Monday, January 5, 2009

What mathematicians do

Imagining that mathematicians spend all their times doing calculation is very like imagining that writers spend all their time spelling words.

Some minor computer geekery

Today I managed to get R running under the PortableApps menu, with only a little fiddling. Which if you're a big computer nerd is really not much of an achievement at all, but for an old dinosaur like me, it's pretty good.

Adding R makes that particular USB stick a lot nearer to having "all the software you need on a USB" if you're a statistician.

I'm quite impressed with some of the portable applications, too.

Getting R onto the USB is trivial - you can just copy an existing R (including the subdirectories) from a hard drive, and you have all your installed packages and your saved variables and everything.

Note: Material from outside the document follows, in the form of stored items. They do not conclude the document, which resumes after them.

PR #627, opened 2024-10-18
Remove `add_reasons_to_defaults()` from general initialization

### LINKED ISSUE #625: Notice: Function _load_textdomain_just_in_time was called incorrectly
**Describe the bug**

_Notice: Function _load_textdomain_just_in_time was called incorrectly. Translation loading for the antispam-bee domain was triggered too early. This is usually an indicator for some code in the plugin or theme running too early. Translations should be loaded at the init action or later. Please see Debugging in WordPress for more information. (This message was added in version 6.7.0.) in /home/mkjqekzy/public_html/wp-includes/functions.php on line 6099_

**To Reproduce**

1. Install WordPress beta tester plugin
2. Update to WordPress 6.7 beta 3
3. Enable WP_DEBUG
4. Enable AntiSpam Bee

**Expected behavior**
It looks like a deprecation warning of some sort. Not that unexpected really ;)

- WordPress 6.7 beta 3
- Firefox browser
- PHP 8.2.x

**Additional context**
image

2ndkauboy:
The `add_reasons_to_defaults()` adds the translatable strings to the `$default`. Those `reasons` are only needed inside the `send_mail_notification()` method, which also calls the `add_reasons_to_defaults()` function. Therefore, the function call can be removed from the general `init()` function.

Fixes #625

### DIFF
--- a/antispam_bee.php
+++ b/antispam_bee.php
@@ -151,11 +151,6 @@ class Antispam_Bee {
 
 		self::_init_internal_vars();
 
-		if ( self::_current_page( 'dashboard' ) || self::_current_page( 'plugins' ) || self::_current_page( 'options' ) || self::_current_page( 'edit-comments' ) || self::_current_page( 'admin-post' ) ) {
-			self::load_plugin_lang();
-			self::add_reasons_to_defaults();
-		}
-
 		if ( defined( 'DOING_CRON' ) ) {
 			add_action(
 				'antispam_bee_daily_cronjob',
--- a/antispam_bee.php
+++ b/antispam_bee.php
@@ -151,6 +151,13 @@ class Antispam_Bee {
 
 		self::_init_internal_vars();
 
+		add_action(
+			'init', array(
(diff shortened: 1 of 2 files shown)


swissspidy:
I think this re-introduces #508.

1. Go to the Antispam Bee settings page
2. See warnings

Query Monitor screenshot:

Screenshot 2024-10-18 at 14 43 53

----

Translation-wise it looks fine though.

2ndkauboy:
@swissspidy great catch!

I first wondered on how/where the `Antispam_Bee_GUI` was able to get `self::$defaults`, but then I saw it: `... extends Antispam_Bee` :see_no_evil: 

Oh boy! Time to get this old code gone and `v3` ready!

My new commit should fix it. It now loads the "reasons" in an `init` hook callback. Still too much, but it should resolve both issues.

swissspidy (approved):

stklcode (approved):
LGTM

But making it appear in the menu was kind of nice.

Just how small is the smallest illegal number?

I've seen a number of posts recently relating to "illegal numbers", such as these ones:

Copyrighting a number, and
Converting pi to binary, which points to
Converting Pi to binary: Don't do it!

The first of these relates to the fact that files are just essentially numbers, and replicating certain numbers can be illegal (even to DMCA issues). The third (and the second which points to it) is essentially remarking on the fact that π is thought to be a normal number, so it is believed that all possible finite digit sequences occur in its expansion (and so contains all such illegal numbers).

Let's consider the first issue: some integers are definitely illegal - it appears quite possible to get yourself into trouble posting particular integers. The post at Copyrighting a number suggests that the smallest such number is incomrehensibly large.

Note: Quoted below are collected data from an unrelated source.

PR #38, opened 2025-04-10
implement state management within the flow

Daan0709:
- Flow now makes use of a state manager for easier management of the nodes in the future


philipsens (approved):
Currently, there is one store for keeping state of the flow.
In the future it should be considered if this state will get reset on flow change or if multiple states are going to be kept. 

We still need a FileStore, that could fill the FlowStore on the fly, or it could have a FlowState for each open file.

PR #42, opened 2025-04-18
Feat/drag n drop

### LINKED ISSUE #40: Drag and drop nodes from sidebar
Nodes should be draggable from the sidebar onto the canvas

Daan0709:
- Can now drag nodes from sidebar onto the canvas
- Will change the sidebar to a form in which the user can fill out all the required attributes to be displayed on the node

Closes #40

### DIFF
--- a/src/main/react/app/routes/builder/context/node-context.tsx
+++ b/src/main/react/app/routes/builder/context/node-context.tsx
@@ -38,7 +38,7 @@ export default function NodeContext({
   function resolveFilledAttributes() {
     const filledAttributes = Object.entries(inputReferences.current)
       .map(([indexString, input]) => {
-        const index = Number(indexString)
+        const index = +indexString
         const value = input?.value?.trim()
         if (value) {
           return {


src/main/react/app/routes/builder/context/node-context.tsx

But I suspect that this isn't necessarily the case.

Certainly it's true that the smallest integer representing a song would be huge. The smallest integer representing a book would be far, far larger very large**. But it's not only entire songs or books that are subject to copyright. Indeed, it only takes a few bars before you get into copyright trouble. And it doesn't need to be a few bars of a perfomance. In fact, I could represent in a compact ASCII form just enough of a simple tune to get myself into trouble in only a small number of characters (I think with careful choice of tune, the extracted bars and the representation, I could do it in less than one line of text here). I could represent it in some compressed form in much less space (posting a zip file of a copyright work is just as illegal as posting an uncompressed version, and so it would be with any other compression scheme). Maybe I could get into trouble posting slightly less of a book - I can quote a tiny bit of a book in certain circumstances, but if those circumstances don't hold, how little of a book can I quote before I am in copyright violation?

** [That "far, far larger" (now elided) looks like a dumb error if you compare the size of a high fidelity musical recording with a book recorded as, say an ascii file. But that's not comparing like with like. A book is like a score (and lyrics), not like the performance of it. If we compare a performance of a book with a performance of a song, then again, the book is larger (perfomed books typically take several CDs). But arguing about this is a distraction from the point here, so I have changed the text above to avoid the issue.]

So, then, we are left to wonder, what is the smallest possible illegal digit sequence?

What it the smallest possible representation of it?

(Might the πth root of 237 have that digit sequence somewhere in its first ten thousand digits, thus giving me an incredibly compact way of specifying an illegal digit sequence? I doubt it.)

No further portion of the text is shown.